#### Data extract

PR #3772, opened 2020-05-09
Add vscode implemention of the 'RunTestsInContext' and `DebugTestsInContext' commands

333fred:
This is the omnisharp-vsocde side of https://github.com/OmniSharp/omnisharp-roslyn/pull/1782. I've implemented support for both of those commands, and bound them to the same default shortcuts as in VS proper. These commands can also be invoked from the command palette.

########

Task objective> In full and word for word, reproduce the data above.

Response to the exercise>
PR #3772, opened 2020-05-09
Add vscode implemention of the 'RunTestsInContext' and `DebugTestsInContext' commands

333fred:
This is the omnisharp-vsocde side of https://github.com/OmniSharp/omnisharp-roslyn/pull/1782. I've implemented support for both of those commands, and bound them to the same default shortcuts as in VS proper. These commands can also be invoked from the command palette.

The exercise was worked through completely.